*What this task involves*.
Exactly as written, reproduce all of the entries.

*Records to process*.
PR #5111, opened 2023-07-17
Init colorama in ESPHome main

kuba2k2:

Call `colorama.init()` in ESPHome CLI tools, to fix terminal color support on Windows (especially in editors such as VSCode, having their own terminal support).

## Types of changes

- [ ] Other

## Test Environment

- [x] ESP32
- [ ] ESP32 IDF
- [ ] ESP8266
- [ ] RP2040

## Checklist:

### DIFF
--- a/esphome/__main__.py
+++ b/esphome/__main__.py
@@ -670,7 +670,6 @@ POST_CONFIG_ACTIONS = {
 
 
 def parse_args(argv):
-    colorama.init()
     options_parser = argparse.ArgumentParser(add_help=False)
     options_parser.add_argument(
         "-v", "--verbose", help="Enable verbose ESPHome logs.", action="store_true"
@@ -954,6 +953,8 @@ def parse_args(argv):
 
 
 def run_esphome(argv):
+    colorama.init()
+
     args = parse_args(argv)
     CORE.dashboard = args.dashboard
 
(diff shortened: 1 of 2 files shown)


jesserockz:
Which part exactly is this fixing?
Do you have a before and after screenshot?

kuba2k2:
This fixes colored text output, where otherwise ANSI color codes are shown instead.

Take a look (before/after):
obraz

(the 2nd one errors out, because it doesn't have the Popen() PR checked out).

Nevertheless, it's always good to init Colorama whenever working with colored text output.

jesserockz:
Weird, it was colouring for me when I was testing the popen PR just fine on windows.

Since it is going to be init'd here, can you remove the init from the log file?

kuba2k2:
Sure, I didn't really notice it was in `log.py` already. It seems that the whole issue was that `init()` was placed *after* the `logging` calls - placing it before them fixes coloring.

Anyway, I removed it from `log.py`, and moved to `run_esphome()` since it seems more appropriate.

jesserockz:
If moving it before the `logging` calls fixes the issue on windows, I would rather keep in inside the log.py file in that case...
(sorry to go around in circles)

kuba2k2:
Done.

jesserockz (approved):

jesserockz:
Thanks!

PR #5133, opened 2023-07-20
relative path fix got ingress

### LINKED ISSUE #4709: Add-on options relative_url & streamer_mode dont work
### The problem

The add-on configuration options `relative_url` & `streamer_mode` don't work
Adding a `relative_url` the dashboard gets a `404: Not Found` page
Turning on `streamer_mode` also doesn't appear to change anything the SSID is still logged when going to the device logs

2023.6

Home Assistant Add-on

2023.6

ESP8266

### Board

_No response_

_No response_

### Example YAML snippet

_No response_

_No response_

### Additional information

_No response_

grahambrown11:
If the Relative Path setting in the add-on is set the ingress from HA does not work, so when HA ingress hits the root path this will redirect to the path in the settings.
Also ensured the path starts and ends with a slash otherwise it's prefix and not a path then all the APIs from the frontend break...

## Types of changes

- [ ] Other

fixes https://github.com/esphome/issues/issues/4709

## Test Environment

- [ ] ESP32
- [ ] ESP32 IDF
- [ ] ESP8266
- [ ] RP2040

## Checklist:


grahambrown11:
Closing, will open an new PR to remove the setting from the add-on config as per the comment in HA - https://github.com/home-assistant/core/pull/97002#issuecomment-1646126090

grahambrown11:
Created https://github.com/esphome/home-assistant-addon/pull/99 to remove the setting

PR #5137, opened 2023-07-21
pca9554 cache reads

hwstar:

Performance improvement. This update changes the way digital_read() operates. Instead of doing an I2C transaction for each call to digital read, it will now just fetch a recent copy of the last I2C transaction. This recent copy is updated approximately every 10mS in the loop() function.

## Types of changes

- [X] Other

## Test Environment

- [X ] ESP32
- [ ] ESP32 IDF
- [ ] ESP8266
- [ ] RP2040

```yaml
# Example config.yaml

```

## Checklist:
  - [X ] The code change is tested and works locally.


esphome/components/pca9554/pca9554.cpp
```diff
@@ -26,14 +26,25 @@ void PCA9554Component::setup() {
...
 }
+
+void PCA9554Component::loop() {
+  // Called approximately 10 ms on average (100 Hz). Note: during power up
+  // initialization it will be called at a higher rate.
+  // The read_inputs_() method will cache the input values from the chip.
+  this->read_inputs_();
+  // Clear all the previously read flags.
+  for (int i = 0; i < 8; i++)
+    this->was_previously_read_[i] = false;
```
jesserockz: This should be a little bit better
```suggestion
  std::fill(this->was_previously_read_.begin(), this->was_previously_read_.end(), false);
```

Also add `#include <algorithm>` at the top

hwstar:
Changes made.

hwstar:
Changed from Bit vector to uint8_t per ssieb's request.

ssieb (approved):

PR #5139, opened 2023-07-22
image: allow the image to by auto-loaded by animation

ayufan:
This fixes the case where only `animation:` is present and `image:` is auto-loaded.

This introduces `MULTI_CONF_NO_DEFAULT=True` that allows to include image source code only without initialising a default object.

## Types of changes

- [ ] Other

## Test Environment

- [ ] ESP32
- [ ] ESP32 IDF
- [ ] ESP8266
- [ ] RP2040

Per `test8.yaml` included in PR.

## Checklist:

### DIFF
--- a/esphome/__main__.py
+++ b/esphome/__main__.py
@@ -12,7 +12,7 @@ import argcomplete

*Written response*.
PR #5111, opened 2023-07-17
Init colorama in ESPHome main

kuba2k2:

Call `colorama.init()` in ESPHome CLI tools, to fix terminal color support on Windows (especially in editors such as VSCode, having their own terminal support).

## Types of changes

- [ ] Other

## Test Environment

- [x] ESP32
- [ ] ESP32 IDF
- [ ] ESP8266
- [ ] RP2040

## Checklist:

### DIFF
--- a/esphome/__main__.py
+++ b/esphome/__main__.py
@@ -670,7 +670,6 @@ POST_CONFIG_ACTIONS = {
 
 
 def parse_args(argv):
-    colorama.init()
     options_parser = argparse.ArgumentParser(add_help=False)
     options_parser.add_argument(
         "-v", "--verbose", help="Enable verbose ESPHome logs.", action="store_true"
@@ -954,6 +953,8 @@ def parse_args(argv):
 
 
 def run_esphome(argv):
+    colorama.init()
+
     args = parse_args(argv)
     CORE.dashboard = args.dashboard
 
(diff shortened: 1 of 2 files shown)


jesserockz:
Which part exactly is this fixing?
Do you have a before and after screenshot?

kuba2k2:
This fixes colored text output, where otherwise ANSI color codes are shown instead.

Take a look (before/after):
obraz

(the 2nd one errors out, because it doesn't have the Popen() PR checked out).

Nevertheless, it's always good to init Colorama whenever working with colored text output.

jesserockz:
Weird, it was colouring for me when I was testing the popen PR just fine on windows.

Since it is going to be init'd here, can you remove the init from the log file?

kuba2k2:
Sure, I didn't really notice it was in `log.py` already. It seems that the whole issue was that `init()` was placed *after* the `logging` calls - placing it before them fixes coloring.

Anyway, I removed it from `log.py`, and moved to `run_esphome()` since it seems more appropriate.

jesserockz:
If moving it before the `logging` calls fixes the issue on windows, I would rather keep in inside the log.py file in that case...
(sorry to go around in circles)

kuba2k2:
Done.

jesserockz (approved):

jesserockz:
Thanks!

PR #5133, opened 2023-07-20
relative path fix got ingress

### LINKED ISSUE #4709: Add-on options relative_url & streamer_mode dont work
### The problem

The add-on configuration options `relative_url` & `streamer_mode` don't work
Adding a `relative_url` the dashboard gets a `404: Not Found` page
Turning on `streamer_mode` also doesn't appear to change anything the SSID is still logged when going to the device logs

2023.6

Home Assistant Add-on

2023.6

ESP8266

### Board

_No response_

_No response_

### Example YAML snippet

_No response_

_No response_

### Additional information

_No response_

grahambrown11:
If the Relative Path setting in the add-on is set the ingress from HA does not work, so when HA ingress hits the root path this will redirect to the path in the settings.
Also ensured the path starts and ends with a slash otherwise it's prefix and not a path then all the APIs from the frontend break...

## Types of changes

- [ ] Other

fixes https://github.com/esphome/issues/issues/4709

## Test Environment

- [ ] ESP32
- [ ] ESP32 IDF
- [ ] ESP8266
- [ ] RP2040

## Checklist:


grahambrown11:
Closing, will open an new PR to remove the setting from the add-on config as per the comment in HA - https://github.com/home-assistant/core/pull/97002#issuecomment-1646126090

grahambrown11:
Created https://github.com/esphome/home-assistant-addon/pull/99 to remove the setting

PR #5137, opened 2023-07-21
pca9554 cache reads

hwstar:

Performance improvement. This update changes the way digital_read() operates. Instead of doing an I2C transaction for each call to digital read, it will now just fetch a recent copy of the last I2C transaction. This recent copy is updated approximately every 10mS in the loop() function.

## Types of changes

- [X] Other

## Test Environment

- [X ] ESP32
- [ ] ESP32 IDF
- [ ] ESP8266
- [ ] RP2040

```yaml
# Example config.yaml

```

## Checklist:
  - [X ] The code change is tested and works locally.


esphome/components/pca9554/pca9554.cpp
```diff
@@ -26,14 +26,25 @@ void PCA9554Component::setup() {
...
 }
+
+void PCA9554Component::loop() {
+  // Called approximately 10 ms on average (100 Hz). Note: during power up
+  // initialization it will be called at a higher rate.
+  // The read_inputs_() method will cache the input values from the chip.
+  this->read_inputs_();
+  // Clear all the previously read flags.
+  for (int i = 0; i < 8; i++)
+    this->was_previously_read_[i] = false;
```
jesserockz: This should be a little bit better
```suggestion
  std::fill(this->was_previously_read_.begin(), this->was_previously_read_.end(), false);
```

Also add `#include <algorithm>` at the top

hwstar:
Changes made.

hwstar:
Changed from Bit vector to uint8_t per ssieb's request.

ssieb (approved):

PR #5139, opened 2023-07-22
image: allow the image to by auto-loaded by animation

ayufan:
This fixes the case where only `animation:` is present and `image:` is auto-loaded.

This introduces `MULTI_CONF_NO_DEFAULT=True` that allows to include image source code only without initialising a default object.

## Types of changes

- [ ] Other

## Test Environment

- [ ] ESP32
- [ ] ESP32 IDF
- [ ] ESP8266
- [ ] RP2040

Per `test8.yaml` included in PR.

## Checklist:

### DIFF
--- a/esphome/__main__.py
+++ b/esphome/__main__.py
@@ -12,7 +12,7 @@ import argcomplete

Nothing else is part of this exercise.